Краймонд возобновил прерванную тему:
— Возможно, ты права. Индивид не способен преодолеть эгоизм, только обществу под силу стремиться к этому. Я всегда, кроме одного чудесного исключения, чувствовал, что близость с женщиной низводит меня до уровня животного.
— Когда ты сказал, что наша любовь очевидна, но невозможна, ты имел в виду, потому что она чудо?
— Нет… просто потому… Ладно, хватит разговоров.
— Я хочу, чтобы ты делился со мной своими идеями.
— Мои идеи живут только в написанных словах. Иди ко мне, Джини, моя королева, моя соколица, моя богиня, моя единственная любовь, иди ко мне, на постель, о моя сладость, мой хлеб и воздух, жизнь и любовь, мое последнее пристанище…
Страдания, какие испытывал Дункан, были много мучительней, чем представлял себе временами Джерард. Способность Дункана делать вид, что ничего не произошло, бодриться и быть невозмутимым не вводила в заблуждение его друзей, хотя, как им казалось, хуже, чем ему было, не бывает. Дункан ходил на работу, успешно, как прежде, справлялся с обязанностями, улыбался коллегам, шутил и болтал, и все это время в его голове бешено работала машина тьмы. Постоянная тьма преследовала его, обволакивала все вокруг. Лампа укутана черной вуалью, на мебели черная пыль, на руках черные пятна, в животе черная раковая опухоль. Он не был уверен, что лучше: страдать от этой черноты, воплощавшей тотальность убийственного горя, или анализировать его по частям, возвращаясь к каждой по отдельности. Он сознательно не отбрасывал надежды; просто, как ни смотреть, надеяться было не на что. Часто приходила мысль покончить с собой, и иногда это облегчало боль. Можно разом отключить измученное сознание.

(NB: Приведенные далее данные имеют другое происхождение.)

PR #178, opened 2018-09-24
add capci config for dev upgrades CI, update CAP install urls to 2.13.3

prabalsharma:


qa-pipelines/config-azure.yml
```diff
@@ -26,5 +26,5 @@ organization: splatform
 
 magic-dns-service: omg.howdoi.website
 
-cap-sle-url: https://s3.amazonaws.com/cap-release-archives/master/scf-sle-2.11.0%2Bcf1.36.0.0.g4c9e9ae1.zip
-cap-opensuse-url: https://s3.amazonaws.com/cap-release-archives/master/scf-opensuse-2.11.0%2Bcf1.36.0.0.g4c9e9ae1.zip
+cap-sle-url: https://s3.amazonaws.com/cap-release-archives/master/scf-sle-2.13.3%2Bcf2.7.0.0.gf95d9aed.zip
+cap-opensuse-url: https://s3.amazonaws.com/cap-release-archives/master/scf-opensuse-2.13.3%2Bcf2.7.0.0.gf95d9aed.zip
```
mook-as: Having the URLs in a config (rather than a resource that just grabs the latest release / master, or something) seems odd, but :man_shrugging:

qa-pipelines/config-capci.yml
```diff
@@ -0,0 +1,32 @@
...
+kube-pool-pool: cap-ci-kube-hosts
+
+s3-config-endpoint: ~
+s3-config-access-key: *aws-access-key
+s3-config-secret-key: *aws-secret-key
+s3-config-bucket-opensuse: cap-release-archives
+s3-config-prefix-opensuse: nightly/
+
+s3-config-bucket-sles: cap-release-archives
+s3-config-prefix-sles: nightly/
```
mook-as: Currently I believe we don't produce SLES nightlies

qa-pipelines/config-azure.yml
prabalsharma: Its the specific release from which we need to upgrade from. we don't grab it from resource because all RCs goes in /master/ . We also use this as, kind of a hack for any custom deployments where we need a specific build without doing much change to the code base

qa-pipelines/config-capci.yml
prabalsharma: mm that's ok. we wont turn on that job for now. Ultimately, we need to test sles nightlies though :)

mook-as: Yes,  testing SLES nightlies is good, but we need to have them to test ;)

Друзья своим неутомимым вниманием и заботой, старанием избегать болезненных тем, своим солидарным возмущением не приносили облегчения, напротив, только усугубляли, если такое возможно, его страдания, и он чувствовал, что они это прекрасно понимают. Они хотели, чтобы он сражался, или, скорее, самим сделать что-то, на что им требовалась его поддержка или одобрение. Вежливое равнодушное молчание коллег на работе меньше раздражало его. Джерард и Роуз продолжали приглашать его на ланч, обед или коктейль, в театры, хотя он раз за разом вежливо отказывался. Роуз с тщательно выверенными перерывами звонила ему и спрашивала позволенья заглянуть. Иногда, чтобы не выглядеть слишком невежливым, он приглашал ее, и она приходила с цветами, задерживалась на бокал вина, заводила разговор о нейтральных вещах (новостях, фильме, книге, своем новом платье) и с такой нежностью, пониманием и любовью в синих глазах смотрела на него, что ему хотелось вопить. В последний раз она также напомнила ему о двух предстоящих событиях, которые он традиционно посещал: вечеринке у Джерарда на Ночь Гая Фокса и литературных чтениях в Боярсе, ее загородном доме. Дункан, чтобы Роуз перестала разглагольствовать об этих праздниках, на которых он в течение стольких лет бывал с Джин, сказал, что придет. Джерард, несомненно чувствовавший своим долгом навязывать свое общество страдающему другу, приходил чаще, напрашиваясь, едва Дункан возвращался с работы, сидел часок, не оставался на ужин, да Дункан этого никогда и не предлагал. Джерард тоже говорил на нейтральные темы: о новостях, политике правительства, о службе, но время от времени пользовался возможностью, чтобы обсудить «ситуацию», хотя не встречал у Дункана отклика. Дженкин не приходил. Прислал однажды письмо, в котором посылал сердечный привет и писал, что, как Дункан и сам знает, он был бы рад видеть его, если захочет, или у себя дома, или у него. После этого несколько раз присылал художественные открытки с изображением главным образом классической греческой скульптуры, выбранные им в Британском музее, туманно намекая на возможную встречу когда-нибудь. Дункан не отвечал на эти открытки, но хранил их.